### ACTION ITEM:
Write each line exactly, from the line that holds "- Or we can" through the final line of the material, and no other line.

Segment Start: THE DATA

PR #279, opened 2022-11-16
Save GUI state with snapped images

### LINKED ISSUE #262: GUI state is not saved with data
@mattersoflight and I discussed `recOrder` workflows and agreed that saving `recOrder`'s GUI state with each acquisition will be useful, even if the format is mostly for human eyes (since we're putting off truly reproducible reconstructions until 1.0). 

Expected behavior: a text file is written into the folder of each acquisition (background folders and "Acquire" folders) containing the GUI settings of the 
- "Calibration Parameters" box
- "Capture Background" box
- "Acquisition Settings" box
- "General Reconstruction Settings" box
- "Phase Reconstruction Settings" box

@ziw-liu do you think I should wait until #255 is fixed to write this? I would like to save the "Calibration Parameters" that correspond to the most recent calibration instead of the GUI.

ziw-liu:
Resolves #262.

### DIFF
--- a/recOrder/plugin/main_widget.py
+++ b/recOrder/plugin/main_widget.py
@@ -34,6 +34,11 @@ import logging
 import textwrap
 import yaml
 
+# type hint/check
+from typing import TYPE_CHECKING
+if TYPE_CHECKING:
+    from _typeshed import StrOrBytesPath
+
 
 class MainWidget(QWidget):
     """
@@ -136,7 +141,9 @@ class MainWidget(QWidget):
         )
 
         # This parameter seems to be wired differently than others...investigate later
-        self.ui.le_recon_wavelength.editingFinished.connect(self.enter_recon_wavelength)
+        self.ui.le_recon_wavelength.editingFinished.connect(
+            self.enter_recon_wavelength
+        )
         self.ui.le_recon_wavelength.setText("532")
         self.enter_recon_wavelength()
 
@@ -2015,8 +2022,14 @@ class MainWidget(QWidget):
         # Start Thread
         self.worker.start()
 
-    @Slot()
-    def _dump_gui_state(self, save_dir):
+    def _dump_gui_state(self, save_dir: StrOrBytesPath):
+        """Collect and save the current GUI settings to a YAML file.
+
+        Parameters
+        ----------
+        save_dir : str | bytes | PathLike[str] | PathLike[bytes]
+            directory to save
+        """
         gui_state = {
             "Run Calibration": {
                 "Swing": self.swing,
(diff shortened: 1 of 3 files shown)


recOrder/plugin/main_widget.py
```diff
@@ -2014,6 +2027,51 @@ def acq_ret_ori_phase(self):
...
+                "Objective NA": self.obj_na,
+                "Condenser NA": self.cond_na,
+                "Camera Pixel Size": self.ps,
+                "RI of Objective Media": self.n_media,
+                "Magnification": self.mag,
+                "Orientation Offset": self.orientation_offset,
+            },
+        }
+        save_path = os.path.join(save_dir, "gui_state.yml")
+        with open(save_path, "w") as f:
```
talonchandler, line 2072: This is great! This is exactly the format I had in mind. 

Do you mind:
1. Adding the "Phase Reconstruction Settings"? I think there are just "Z Padding", "Regularizer", and "Strength"
2. Figuring out why the order changed on hummingbird (see attached)? I'm guessing it's related to `yaml.dump`?
[gui_state.txt](https://github.com/mehta-lab/recOrder/files/10026859/gui_state.txt)

Otherwise, LGTM!

ziw-liu: > Adding the "Phase Reconstruction Settings"

I meant to add those as well... slipped over my mind (again!)

talonchandler:
When I acquired a background I received:
`AttributeError: 'MainWidget' object has no attribute 'phase_regularizer'`
because `phase_regularizer` hadn't been created yet. 

I added a one-line fix calling `enter_phase_denoiser` in the `main_widget` constructor.

talonchandler:
@Soorya19Pradeep @edyoshikun this PR addresses one of the issues we've run into recently: what parameter did you choose in `recOrder` when you acquired and reconstructed an image?

Our solution for 0.3.0 is to save a `gui_state.yml` file with each acquisition. Here's an example of one of these files:
```
Run Calibration:
  Swing: 0.1
  Wavelength: 532
  Illumination Scheme: 4-State
  Calibration Mode: MM-Voltage
  Config Group: Channel
Capture Background:
  Background Folder Name: BG
  Number of Images to Average: 5
Acquisition Settings:
  Z Start: -10.0
  Z End: 10.0
  Z Step: 1.0
  Acquisition Mode: 2D
  BF Channel: BF
General Reconstruction Settings:
  Background Correction: None
  Background Path: C:\Users\LabelFree
  Wavelength: 532
  Objective NA: 1.3
  Condenser NA: 0.5
  Camera Pixel Size: 6.9
  RI of Objective Media: 1.3
  Magnification: 60.0
  Orientation Offset: false
Phase Reconstruction Settings:
  Z Padding: 0
  Regularizer: Tikhonov
  Strength: 0.0001
```
Any comments @edyoshikun @Soorya19Pradeep? Does this solve most of the issues we've encountered?

This solution is a stop-gap on the way to 1.0.0 where we are aiming for the complete reconstruction to be exactly reproducible very quickly. For now, we think it's important to save the GUI state so that you can modify `recOrder` scripts.

recOrder/plugin/main_widget.py
```diff
@@ -234,6 +234,7 @@ def __init__(self, napari_viewer: Viewer):
         self.ui.cb_phase_denoiser.currentIndexChanged[int].connect(
             self.enter_phase_denoiser
         )
+        self.enter_phase_denoiser()
```
ziw-liu, line 237: This will default `MainWidget.phase_regularizer` to `"Tikhonov"`. I think this behavior is fine, yet not sure if we should declare it explicitly.

talonchandler (approved):
Works really well...and I've received positive feedback from in-person conversations. Merging now...

PR #282, opened 2022-11-17
Fix 'Load Calibration' when Micro-Manager is in Live Mode

### LINKED ISSUE #280: "Load calibration" when MM is live gives an error
Clicking "Load calibration" when MM is live errors and gives the attached traceback:

[traceback.txt](https://github.com/mehta-lab/recOrder/files/10026782/traceback.txt)

Easy to work around by turning off "Live Mode". 

Related to #203 and #205.

### LINKED ISSUE #281: "Load calibration" when MM is live gives an error
Clicking "Load calibration" when MM is live errors and gives the attached traceback:

[traceback.txt](https://github.com/mehta-lab/recOrder/files/10026782/traceback.txt)

Easy to work around by turning off "Live Mode". 

Related to mehta-lab/recOrder#203 and mehta-lab/recOrder#205.

ziw-liu:
Fix mehta-lab/waveorder#281


ziw-liu:
Briefly tested on the Hummingbird.

@talonchandler This is a larger change than #335 but I think avoiding MM calls in the main thread as much as possible and actually fixing the calibration code is a cleaner solution.

talonchandler:
I'm a little bit lost here, so please take these questions as naive.  

If the new goal of this PR is to avoid MM calls in the main thread (which is a good goal IMO), then I think these lines in `run_calibration` need to be removed too:
https://github.com/mehta-lab/recOrder/blob/add3280ad368971d63ebfd230ab22fb8e2ca862f/recOrder/plugin/main_widget.py#L1899-L1901

But I tried removing them, and I received an error (traceback to L435 of `Calibration.py` with `set_lc_state`) when I tried running a calibration with MM in live mode. Do we need the new decorator in more places in `Calibration.py`

Also, does the new decorator mean that we not longer need the `suspend_live_sm` contextmanager? They seem to be doing roughly the same thing?

I'm open to:
- handling these issues "correctly" with no MM calls on the main thread and only one way of handling MM live mode. Following this path we can abandon #335 and merge this after more iteration. 
- Or we can merge #335, open a new issue about getting MM calls off of the main thread, and bump these changes to later.

ziw-liu:
> Also, does the new decorator mean that we not longer need the `suspend_live_sm` contextmanager? They seem to be doing roughly the same thing?

Roughly yes, but they serve different scenarios. The decorator will turn off live mode for the whole decorated function, whereas the context manager is a more fine-grained control. Also, the decorator is not flexible enough if the function/method needs to use the (modified) snap manager object, because that would require that they take a fixed argument for the object.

Segment End: THE DATA

### ANSWER TO THIS EXERCISE:
- Or we can merge #335, open a new issue about getting MM calls off of the main thread, and bump these changes to later.

ziw-liu:
> Also, does the new decorator mean that we not longer need the `suspend_live_sm` contextmanager? They seem to be doing roughly the same thing?

Roughly yes, but they serve different scenarios. The decorator will turn off live mode for the whole decorated function, whereas the context manager is a more fine-grained control. Also, the decorator is not flexible enough if the function/method needs to use the (modified) snap manager object, because that would require that they take a fixed argument for the object.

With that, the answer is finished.